Funk holder: Holds console commands—a vtable plus function slots (e.g. character/integer/void, string params, no-param functions).

Resource helper: Double template—first parameter is the resource type (e.g. C res layout, res vtable), second is the resource type ID (e.g. layout 3000, ifo 2014). These appear frequently.

Safe pointer and stdlib vector show up occasionally; vector is often messy in the decompile. The types above are the ones to be aware of.


15. Common Decompile Issues

The decompile view is heuristic; do not trust it over the listing. Common issues:

Extra out variables: A local named extra out ... means some called function's return (or register state) is wrong or incomplete. Examples: extra out EAX (function is void but EAX is used), extra out ST(0) (FPU return not modeled), or a wrong return type (byte vs int, bool vs int). Fix by correcting the callee's return type or custom storage. Sometimes the cause is the compiler treating a register as non-volatile and omitting restore; those cases are harder.

Extra out variable e.g. refill word ushort vs integer

Example: refill word returns a ushort (2 bytes), but the following code treats the result as 4 bytes. Ghidra shows concat2 (pcode): the "extra" part is whatever was in the high bytes of EAX. Retyping refill word to a 4-byte return (where correct) can fix it.

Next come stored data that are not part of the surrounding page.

PR #1269, opened 2024-01-12
Revamp `KeychainTxOutIndex` API to be safer

### LINKED ISSUE #1268: Sync command grabs histories from lookahead spks.
**Describe the bug**  

There is a problem with the sync command in the esplora/electrum examples. Because of the 1000 lookahead default, we are trying to fetch txs for each spk (inc. lookahead).

We are fetching spks using `SpkTxOutIndex::all_spks()` and `SpkTxOutIndex::unused_spks()` to pass into `{Electrum|Esplora}::sync` (which includes lookahead spks).

**To Reproduce**  

Run `sync` command with esplora/electrum cli examples (not wallet).

**Expected behavior**  

We only fetch histories of revealed spks.

**Suggested implementation**

We probably need methods on `KeychainTxOutIndex` for non-lookahead versions for `all_spks` and `unused_spks`.

Maybe it is a bad idea to expose methods of `SpkTxOutIndex` from `KeychainTxOutIndex`?

evanlinjin:
Closes #1268

### Description

Previously `SpkTxOutIndex` methods can be called from `KeychainTxOutIndex` due to the `DeRef` implementation. However, the internal `SpkTxOut` will also contain lookahead spks resulting in an error-prone API.

`SpkTxOutIndex` methods are now not directly callable from `KeychainTxOutIndex`. Methods of `KeychainTxOutIndex` are renamed for clarity. I.e. methods that return an unbounded spk iter are prefixed with `unbounded`.

In addition to this, I also optimized the peek-address logic of `bdk::Wallet` using the optimized `<SpkIterator as Iterator>::nth` implementation.

### Notes to the reviewers

This is mostly refactoring, but can also be considered a bug-fix (as the API before was very problematic).

### Changelog notice

Changed
* Wallet's peek-address logic is optimized by making use of `<SpkIterator as Iterator>::nth`.
* `KeychainTxOutIndex` API is refactored to better differentiate between methods that return unbounded vs stored spks.
* `KeychainTxOutIndex` no longer directly exposes `SpkTxOutIndex` methods via `DeRef`. This was problematic because `SpkTxOutIndex` also contains lookahead spks which we want to hide.

Added
* `SpkIterator::descriptor` method which gets a reference to the internal descriptor. 

#### All Submissions:

#### New Features:

#### Bugfixes:

### DIFF
--- a/crates/bdk/src/wallet/mod.rs
+++ b/crates/bdk/src/wallet/mod.rs
@@ -811,8 +811,7 @@ impl<D> Wallet<D> {
         self.chain.tip()
     }
 
-    /// Returns a iterators of all the script pubkeys for the `Internal` and `External` variants in
-    /// `KeychainKind`.
+    /// Get unbounded script pubkey iterators for both `Internal` and `External` keychains.
     ///
     /// This is intended to be used when doing a full scan of your addresses (e.g. after restoring
     /// from seed words). You pass the `BTreeMap` of iterators to a blockchain data source (e.g.
@@ -826,7 +825,7 @@ impl<D> Wallet<D> {
         self.indexed_graph.index.all_unbounded_spk_iters()
     }
 
-    /// Gets an iterator over all the script pubkeys in a single keychain.
+    /// Get an unbounded script pubkey iterator for the given `keychain`.
     ///
     /// See [`all_unbounded_spk_iters`] for more documentation
     ///
--- a/crates/bdk/src/wallet/mod.rs
+++ b/crates/bdk/src/wallet/mod.rs
@@ -262,6 +262,11 @@ where
     /// Infallibly return a derived address using the external descriptor, see [`AddressIndex`] for
     /// available address index selection strategies. If none of the keys in the descriptor are derivable
     /// (i.e. does not end with /*) then the same address will always be returned for any [`AddressIndex`].
+    ///
+    /// # Panics
+    ///
+    /// This panics when the caller requests for an address of derivation index greater than the
+    /// BIP32 max index.
     pub fn get_address(&mut self, address_index: AddressIndex) -> AddressInfo {
         self.try_get_address(address_index).unwrap()
     }
@@ -273,6 +278,11 @@ where
     /// see [`AddressIndex`] for available address index selection strategies. If none of the keys
     /// in the descriptor are derivable (i.e. does not end with /*) then the same address will always
     /// be returned for any [`AddressIndex`].
+    ///
+    /// # Panics
+    ///
+    /// This panics when the caller requests for an address of derivation index greater than the
+    /// BIP32 max index.
     pub fn get_internal_address(&mut self, address_index: AddressIndex) -> AddressInfo {
         self.try_get_internal_address(address_index).unwrap()
     }
@@ -649,6 +659,11 @@ impl<D> Wallet<D> {
     ///
     /// A `PersistBackend<ChangeSet>::WriteError` will result if unable to persist the new address
     /// to the `PersistBackend`.
+    ///
+    /// # Panics
+    ///
+    /// This panics when the caller requests for an address of derivation index greater than the
+    /// BIP32 max index.
     pub fn try_get_address(
         &mut self,
         address_index: AddressIndex,
@@ -669,6 +684,11 @@ impl<D> Wallet<D> {
     /// see [`AddressIndex`] for available address index selection strategies. If none of the keys
     /// in the descriptor are derivable (i.e. does not end with /*) then the same address will always
     /// be returned for any [`AddressIndex`].
+    ///
+    /// # Panics
+    ///
+    /// This panics when the caller requests for an address of derivation index greater than the
+    /// BIP32 max index.
     pub fn try_get_internal_address(
         &mut self,
         address_index: AddressIndex,
@@ -691,6 +711,11 @@ impl<D> Wallet<D> {
     /// See [`AddressIndex`] for available address index selection strategies. If none of the keys
     /// in the descriptor are derivable (i.e. does not end with /*) then the same address will
     /// always be returned for any [`AddressIndex`].
+    ///
+    /// # Panics
+    ///
+    /// This panics when the caller requests for an address of derivation index greater than the
+    /// BIP32 max index.
     fn _get_address(
         &mut self,
         keychain: KeychainKind,
@@ -710,12 +735,14 @@ impl<D> Wallet<D> {
                 let ((index, spk), index_changeset) = txout_index.next_unused_spk(&keychain);
                 (index, spk.into(), Some(index_changeset))
             }
-            AddressIndex::Peek(index) => {
-                let (index, spk) = txout_index
-                    .unbounded_spk_iter(&keychain)
-                    .take(index as usize + 1)
-                    .last()
-                    .unwrap();
+            AddressIndex::Peek(mut peek_index) => {
+                let mut spk_iter = txout_index.unbounded_spk_iter(&keychain);
+                if !spk_iter.descriptor().has_wildcard() {
+                    peek_index = 0;
+                }
+                let (index, spk) = spk_iter
+                    .nth(peek_index as usize)
+                    .expect("derivation index is out of bounds");
                 (index, spk, None)
             }
         };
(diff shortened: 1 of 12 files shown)


crates/bdk/src/wallet/mod.rs
```diff
@@ -792,36 +819,36 @@ impl<D> Wallet<D> {
     ///
     /// Note carefully that iterators go over **all** script pubkeys on the keychains (not what
     /// script pubkeys the wallet is storing internally).
-    pub fn spks_of_all_keychains(
+    pub fn all_unbounded_spk_iters(
```
danielabrozzoni, line 822: The doc for this method is missing a \`, can you fix it please? Line 814, there's no ` at the start of the word "External"

example-crates/example_esplora/src/main.rs
```diff
@@ -235,32 +235,32 @@ fn main() -> anyhow::Result<()> {
                 if *all_spks {
                     let all_spks = graph
                         .index
-                        .all_spks()
-                        .iter()
-                        .map(|(k, v)| (*k, v.clone()))
+                        .revealed_spks()
```
danielabrozzoni, line 238: Why is this iterating over revealed only? Was using `all_spks()` a bug?

crates/bdk/src/wallet/mod.rs
```diff
@@ -792,36 +819,36 @@ impl<D> Wallet<D> {
...
 
     /// Gets an iterator over all the script pubkeys in a single keychain.
     ///
-    /// See [`spks_of_all_keychains`] for more documentation
+    /// See [`all_unbounded_spk_iters`] for more documentation
     ///
-    /// [`spks_of_all_keychains`]: Self::spks_of_all_keychains
-    pub fn spks_of_keychain(
+    /// [`all_unbounded_spk_iters`]: Self::all_unbounded_spk_iters
+    pub fn unbounded_spk_iter(
```
danielabrozzoni, line 833: Is "unbounded" meant to be the contrary of "stored only"? 

To me, "unbounded_spk_iter" makes it sound like that there is a way to get a "bounded" spk iter, but then there's no method called like that. Maybe "all" would be a better word to communicate "it's all of the spks, not the stored only" - but then I wouldn't know how to call "all_unbounded_spk_iters" 😅 

This is definitely not a blocker, but I'm not convinced that "unbounded" is the right word here

crates/chain/src/keychain/txout_index.rs
```diff
@@ -133,8 +125,11 @@ impl<K> KeychainTxOutIndex<K> {
     }
 }
 
+/// Methods that are *re-exposed* from the internal [`SpkTxOutIndex`].
 impl<K: Clone + Ord + Debug> KeychainTxOutIndex<K> {
     /// Return a reference to the internal [`SpkTxOutIndex`].
+    ///
+    /// **WARNING:** The internal index will contain lookahead spks.
```
danielabrozzoni: nit: maybe we should expand a little bit on stored vs revealed vs lookahead.

danielabrozzoni (commented):
A few comments. I still haven't finished my review, but I wanted to post this in the meantime :)

example-crates/example_esplora/src/main.rs
evanlinjin: Yes `all_spks` includes lookahead spks because it if `Deref`ed from `SpkTxOutIndex`. We want to hide all lookahead spks.

crates/bdk/src/wallet/mod.rs
evanlinjin: I don't think `all` is a better option. It can be interpreted as "all-revealed" or "all-stored". I'll be open for a better name, let me know if you have any further ideas.

crates/chain/src/keychain/txout_index.rs
```diff
@@ -144,8 +139,103 @@ impl<K: Clone + Ord + Debug> KeychainTxOutIndex<K> {
...
+}
+
+impl<K: Clone + Ord + Debug> KeychainTxOutIndex<K> {
+    /// Iterate through all keychain identifiers.
+    pub fn keychains(&self) -> impl Iterator<Item = &K> + '_ {
+        self.keychains.keys()
+    }
+
+    /// Return a reference to the internal map of keychain to descriptors.
+    pub fn keychain_descriptors(&self) -> &BTreeMap<K, Descriptor<DescriptorPublicKey>> {
```
LLFourn: I don't think we need `keychains` and `keychain_descriptors`.

crates/chain/src/keychain/txout_index.rs
LLFourn: I think we should do this on the main type. It already does this a bit but it could be clearer.

crates/bdk/src/wallet/mod.rs
LLFourn: I like unbounded better. Although there is no "bounded" version it implies the others are bounded (which they are). "unbounded" tells the caller that it's never going to stop so it would only make sense to use this in a "stop gap" context.

crates/chain/src/keychain/txout_index.rs
evanlinjin: 83e7b7ec402bef27c3f83876f346ec2abd23eff1

LLFourn (approved):
ACK 83e7b7ec402bef27c3f83876f346ec2abd23eff1

crates/chain/src/keychain/txout_index.rs
```diff
@@ -133,8 +165,12 @@ impl<K> KeychainTxOutIndex<K> {
     }
 }
 
+/// Methods that are *re-exposed* from the internal [`SpkTxOutIndex`].
 impl<K: Clone + Ord + Debug> KeychainTxOutIndex<K> {
     /// Return a reference to the internal [`SpkTxOutIndex`].
+    ///
+    /// **WARNING:** The internal index will contain lookahead spks. Refer to
+    /// [struct-level docs](KeychainTxOutIndex) for more about `lookahead`.
```
danielabrozzoni, line 176: Do you think we will eventually avoid exposing `inner`, or is it useful for some use cases, and so exposing it with a warning is good enough?

example-crates/example_esplora/src/main.rs
danielabrozzoni: Should we clarify this change in the changelog?

danielabrozzoni (commented):
From my understanding, this PR is making some `SpkTxOutIndex` methods slightly more difficult to call (you need to use `KeychainTxOutIndex::inner` instead of just using `Deref`).

These are SpkTxOutIndex methods that are not directly exposed from `KeychainTxOutIndex`:
- `all_spks`
- `insert_spk`
- `outputs_in_range`
- `txouts`
- `txouts_in_tx`

It makes sense to me that `insert_spk` and `all_spks` are not exposed: you should let the `KeychainTxOutIndex` insert the spks, and `all_spks` exposes the lookahead spks.

But I just can't figure out why `outputs_in_range`, `txouts`, and `txouts_in_tx` shouldn't be exposed as well - is there a particular reason?

crates/chain/src/keychain/txout_index.rs
evanlinjin: I would assume in some cases getting lookahead spks will be handy.

I.e. we haven't finalized how a CBF chain-source will look like and how it will interact with `bdk_chain` structures. However, it might make sense to match lookahead spks against GCS (filters). Or maybe using an *unbounded* spk iterator makes more sense?

Maybe later on, we determine that it will make sense to use helper methods on `KeychainTxOutIndex` instead. However, for most usecases now, outputting lookahead spks is almost always non-intentional.

evanlinjin: In summary, I think we should keep `.inner` with a warning (for now).

evanlinjin:
> But I just can't figure out why `outputs_in_range`, `txouts`, and `txouts_in_tx` shouldn't be exposed as well - is there a particular reason?

@danielabrozzoni I didn't include them because they weren't used in the examples. I guess it doesn't hurt to include?

danielabrozzoni (approved):
ACK 71fff1613d1c167d180636857063e181f6acedf1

A trickier case is extra out ECX from a function like the C string helper: the function leaves ECX unchanged (compiler optimized away restore because ECX was not clobbered). Callers then reuse ECX. That violates the normal convention, so Ghidra reports extra out ECX. Custom storage (ECX as an output) can clean the decompile but is verbose; often it is left as-is.

Stack parameter violations: The compiler may overwrite a stack parameter slot for reuse as a local. In Ghidra, param one might then appear to change type (e.g. from server creature to message data), and you see casts (e.g. to message data) and destructor calls that look wrong. Ghidra has no built-in fix; there is a long-standing GitHub issue. A typical sign is the function storing param one immediately and reusing that slot later.

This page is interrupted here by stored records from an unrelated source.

PR #1270, opened 2024-01-13
Improve performance of `bdk_file_store::EntryIter`

evanlinjin:
### Description

`EntryIter` performance is improved by reducing syscalls. The underlying file reader is wrapped with `BufReader` (to reduce calls to `read` and `seek`).

Two new tests are introduced. One ensures correct behavior when the last changeset write is too short. The other ensures the next write position is correct after a short read.

### Notes to the reviewers

This is extracted from #1172 as suggested by https://github.com/bitcoindevkit/bdk/pull/1172#pullrequestreview-1817465627.

### Changelog notice

Changed
* `EntryIter` performance is improved by reducing syscalls.

#### All Submissions:

#### New Features:

### DIFF
--- a/crates/file_store/src/entry_iter.rs
+++ b/crates/file_store/src/entry_iter.rs
@@ -1,11 +1,13 @@
 use bincode::Options;
 use std::{
     fs::File,
-    io::{self, Seek},
+    io::{self, BufReader, Seek},
     marker::PhantomData,
 };
 
 use crate::bincode_options;
+
+type EntryReader<'t> = CountingReader<BufReader<&'t mut File>>;
 
 /// Iterator over entries in a file store.
 ///
@@ -14,7 +16,7 @@ use crate::bincode_options;
 ///
 /// [`next`]: Self::next
 pub struct EntryIter<'t, T> {
-    db_file: Option<&'t mut File>,
+    db_file: Option<EntryReader<'t>>,
 
     /// The file position for the first read of `db_file`.
     start_pos: Option<u64>,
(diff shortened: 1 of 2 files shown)


crates/file_store/src/entry_iter.rs
```diff
@@ -38,44 +40,43 @@ where
...
 
-impl From<io::Error> for IterError {
-    fn from(value: io::Error) -> Self {
-        IterError::Io(value)
+impl<'t, T> Drop for EntryIter<'t, T> {
+    fn drop(&mut self) {
+        // This syncs the underlying file's offset with the buffer's position. This way, we
+        // maintain the correct position to start the next read/write.
+        #[allow(clippy::seek_from_current)]
+        let _ = self.db_file.seek(io::SeekFrom::Current(0));
```
LLFourn: Can you change this so we instead just seek the underlying file to the `stream_position` that the BufReader returns (by recording it and then into_inner or whatever to get the file). This is more explicit about what we're trying to do and doesn't have clippy ignores :see_no_evil:.

Something feels off about this. It we be cool if we could get rid of the implicit state being stored in the file position and make the user explicitly start writing at a certain position that we've advised instead.

evanlinjin: @LLFourn How is this?

```rust
        if let Ok(pos) = self.db_file.stream_position() {
            let _ = self.db_file.get_mut().seek(io::SeekFrom::Start(pos));
        }
```

Can we do explicit position writes in a separate PR? I think it is out of scope for this PR (+ I would like to use these changes here).

LLFourn (approved):
ACK 51bd01b3dd3d68c1628d74be9dc6d0f1cf1f15fe

PR #1272, opened 2024-01-13
chore: move Balance out of keychain module

### LINKED ISSUE #128: Merge `tx_data_traits.rs` into `chain_data.rs`.

startup-dreamer:
### Description

Tries to Fix: bitcoindevkit/bdk_wallet#128 

Moved `Balance` from keychain.rs to tx_graph.rs and did the rexport for `bdk::wallet` module.

#### All Submissions:


evanlinjin:
Thank you for this contribution.

However, the discussion about where to put everything in `bdk_chain` is not final. I rather we move everything in one PR (after we come to consensus, which has not happened yet).

For the meantime, I will provide my thoughts on the matter. I think we should have a file `chain/types.rs` that contains all smaller public traits and structs (replacing `chain_data.rs` and `tx_data_traits.rs` files). `Balance` should be in `types.rs`.

Also note that this is a duplicate of: bitcoindevkit/bdk#1175

LLFourn:
It would be great to avoid a `types.rs`. This is totally unhelpful name because everything we declare is a type. It's fine to put things in `lib.rs` if there's no where else it belongs.

It would be fine to put `tx_data_traits.rs` into `chain_data.rs`. I don't recall why `tx_data_traits.rs` was created.

startup-dreamer:
Closing this in support of bitcoindevkit/bdk#1283 from [This comment](https://github.com/bitcoindevkit/bdk_wallet/issues/128)

PR #1286, opened 2024-01-17
doc, example(bdk): fix derivation path in mnemonic_to_descriptors

ValuedMammal:
This will help avoid confusion with mainnet descriptors.

#### All Submissions:

### DIFF
--- a/crates/bdk/examples/mnemonic_to_descriptors.rs
+++ b/crates/bdk/examples/mnemonic_to_descriptors.rs
@@ -33,8 +33,8 @@ fn main() -> Result<(), anyhow::Error> {
     let mnemonic_with_passphrase = (mnemonic, None);
 
     // define external and internal derivation key path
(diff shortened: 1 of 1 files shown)


danielabrozzoni (approved):
ACK d494f63d08f60ce01c22ff08f7e88a80a7be2522

A note for the future: I didn't immediately understand why you were doing this change, I had to search BIP86 and then BIP44 only to find out that the coin_type was wrong. It would be better if the PR description or the commit message included a short explanation of what was wrong and how the commit is fixing it. Something like:
```
doc, example(bdk): fix derivation path in mnemonic_to_descriptors

We were using a mainnet derivation path (coin_type = 0) in a testnet example. This commit changes the coin_type to be 1 (= Bitcoin Testnet, as defined in BIP44).
```

(^ The wording of this commit message can be improved haha, it's just an example)

Thanks for your contribution!

PR #1292, opened 2024-01-18
fix(store): Remove lifetime

LLFourn:
Remove gratuitous use of lifetimes in the main persistence struct `Store`. Having lifetimes on this means that you have to keep the magic bytes alive longer than the database which is particularly offensive if you have to send the database to another thread. On top of that the bytes aren't even read.


LLFourn:
I pushed another commit to this to always make sure that we're committing things in example_cli (I noticed a bug while fixing clippy errors).

evanlinjin (approved):
ACK e6433fb2c1526cff37e3a17cc71986759ebac30f

PR #1293, opened 2024-01-22
Use a BufReader in bdk_file_store

LLFourn:
PR over #1270 to simplify it. Key observation is that you can use stream_position in `BufReader` without making a system call. I think @evanlinjin  introduced CountingReader to keep track of where we are in the stream but `BufReader` already does this (correct me if I'm wrong).
Take a close look please @evanlinjin. It passes the tests but I might be missing something.

### DIFF
--- a/crates/file_store/src/entry_iter.rs
+++ b/crates/file_store/src/entry_iter.rs
@@ -1,11 +1,13 @@
 use bincode::Options;
 use std::{
     fs::File,
-    io::{self, Seek},
+    io::{self, BufReader, Seek},
     marker::PhantomData,
 };
 
 use crate::bincode_options;
+
+type EntryReader<'t> = CountingReader<BufReader<&'t mut File>>;
 
 /// Iterator over entries in a file store.
 ///
@@ -14,7 +16,7 @@ use crate::bincode_options;
 ///
 /// [`next`]: Self::next
 pub struct EntryIter<'t, T> {
-    db_file: Option<&'t mut File>,
+    db_file: Option<EntryReader<'t>>,
 
     /// The file position for the first read of `db_file`.
     start_pos: Option<u64>,
@@ -24,7 +26,7 @@ pub struct EntryIter<'t, T> {
 impl<'t, T> EntryIter<'t, T> {
     pub fn new(start_pos: u64, db_file: &'t mut File) -> Self {
         Self {
-            db_file: Some(db_file),
+            db_file: Some(CountingReader::new(BufReader::new(db_file))),
             start_pos: Some(start_pos),
             types: PhantomData,
         }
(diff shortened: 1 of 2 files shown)


crates/file_store/src/entry_iter.rs
```diff
@@ -38,44 +40,34 @@ where
...
+            if let Some(start) = self.start_pos.take() {
+                self.db_file.seek(io::SeekFrom::Start(start))?;
+            }
 
-            match bincode_options().deserialize_from(&*f) {
-                Ok(changeset) => {
-                    f.stream_position()?;
-                    Ok(Some(changeset))
-                }
+            let pos_before_read = self.db_file.stream_position()?;
```
evanlinjin, line 51: * `Seek::stream_position` is equivalent to `self.seek(SeekFrom::Current(0))` [(ref)](https://doc.rust-lang.org/std/io/struct.BufReader.html#method.stream_position).
* Every call to `BufReader::seek` discards the buffer [(ref)](https://doc.rust-lang.org/std/io/struct.BufReader.html#method.seek).

We are now discarding the buffer on every call to `next`.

Stack param violation: param one overwritten with message data

Unaffected (unaff) variables: Variables like unaff EBX or unaff return address appear when a register or value is used without a clear definition—often due to an untyped vtable call or a wrong/non-standard calling convention. Ghidra does not know whether the callee or caller cleans up, so it shows these placeholder variables. Labeling the vtable function (and setting its convention) can remove them; otherwise they are hard to fix and may remain.

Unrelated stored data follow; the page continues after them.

PR #1294, opened 2024-01-22
Expose `SpkIterator::new_with_range`

evanlinjin:
### Description

This method is useful, I'm not sure why it is not public.

I've also updated the docs and tests.

### Changelog notice

Added
* Expose `SpkIterator::new_with_range`

#### All Submissions:

#### New Features:

### DIFF
--- a/crates/chain/src/spk_iter.rs
+++ b/crates/chain/src/spk_iter.rs
@@ -43,18 +43,24 @@ impl<D> SpkIterator<D>
 where
     D: Borrow<Descriptor<DescriptorPublicKey>>,
 {
-    /// Creates a new script pubkey iterator starting at 0 from a descriptor.
+    /// Create a new script pubkey iterator from `descriptor`.
+    ///
+    /// This iterates from derivation index 0 and stops at index 0x7FFFFFFF (as specified in
+    /// BIP-32). Non-wildcard descriptors will only return one script pubkey at derivation index 0.
+    ///
+    /// Use [`new_with_range`](SpkIterator::new_with_range) to create an iterator with a specified
+    /// derivation index range.
     pub fn new(descriptor: D) -> Self {
         SpkIterator::new_with_range(descriptor, 0..=BIP32_MAX_INDEX)
     }
 
-    // Creates a new script pubkey iterator from a descriptor with a given range.
-    // If the descriptor doesn't have a wildcard, we shorten whichever range you pass in
-    // to have length <= 1. This means that if you pass in 0..0 or 0..1 the range will
-    // remain the same, but if you pass in 0..10, we'll shorten it to 0..1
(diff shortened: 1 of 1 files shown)


crates/chain/src/spk_iter.rs
```diff
@@ -43,18 +43,24 @@ impl<D> SpkIterator<D>
...
-    // Creates a new script pubkey iterator from a descriptor with a given range.
-    // If the descriptor doesn't have a wildcard, we shorten whichever range you pass in
-    // to have length <= 1. This means that if you pass in 0..0 or 0..1 the range will
-    // remain the same, but if you pass in 0..10, we'll shorten it to 0..1
-    // Also note that if the descriptor doesn't have a wildcard, passing in a range starting
-    // from n > 0, will return an empty iterator.
-    pub(crate) fn new_with_range<R>(descriptor: D, range: R) -> Self
+    /// Create a new script pubkey iterator from `descriptor` and a given `range`.
+    ///
+    /// The end bound of the range will be shortened to 0 (inclusive) for non-wildcard descriptors
```
LLFourn: "the end bound of the range will be shortened to 0 (inclusive)" is a very complicated way of saying "non-wildcard descriptors will only emit a single item".

crates/chain/src/spk_iter.rs
```diff
@@ -73,11 +79,9 @@ where
...
         end = end.min(BIP32_MAX_INDEX + 1);
 
-        if !descriptor.borrow().has_wildcard() {
-            // The length of the range should be at most 1
-            if end != start {
-                end = start + 1;
-            }
+        // A non-wildcard descriptor will only have index 0.
+        if !descriptor.borrow().has_wildcard() && end > 1 {
+            end = 1;
```
LLFourn: what happens if we just remove this. It seems to be checked in `next`. Looks unnecessary.

LLFourn (changes requested):

crates/chain/src/spk_iter.rs
evanlinjin: Removed.

crates/chain/src/spk_iter.rs
```diff
@@ -250,6 +249,14 @@ mod test {
             SpkIterator::new_with_range(&no_wildcard_descriptor, 1..=2).next(),
             None
         );
+        assert_eq!(
```
danielabrozzoni, line 252: I'm not sure why these tests are being added, but I won't complain about adding new tests 😛

danielabrozzoni (approved):
utACK 8305e648494cbdd1f6438904ec367f8442fba606

LLFourn (approved):
ACK 8305e648494cbdd1f6438904ec367f8442fba606

LLFourn (approved):
DELETED COMMENT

Unaffected EBX and return value from vtable call


16. Closing

This concludes the walkthrough. For more detail, consult the official Ghidra documentation and community resources.

See also


This guide walks through the Ghidra Code Browser using a Windows binary (Star Wars: Knights of the Old Republic — KOTOR) as the example. Names and terms such as swkotor.exe, NGO array, MGO array, refill word, CSWMinigame, and PyGhidra are used as they appear in the example codebase or in common usage.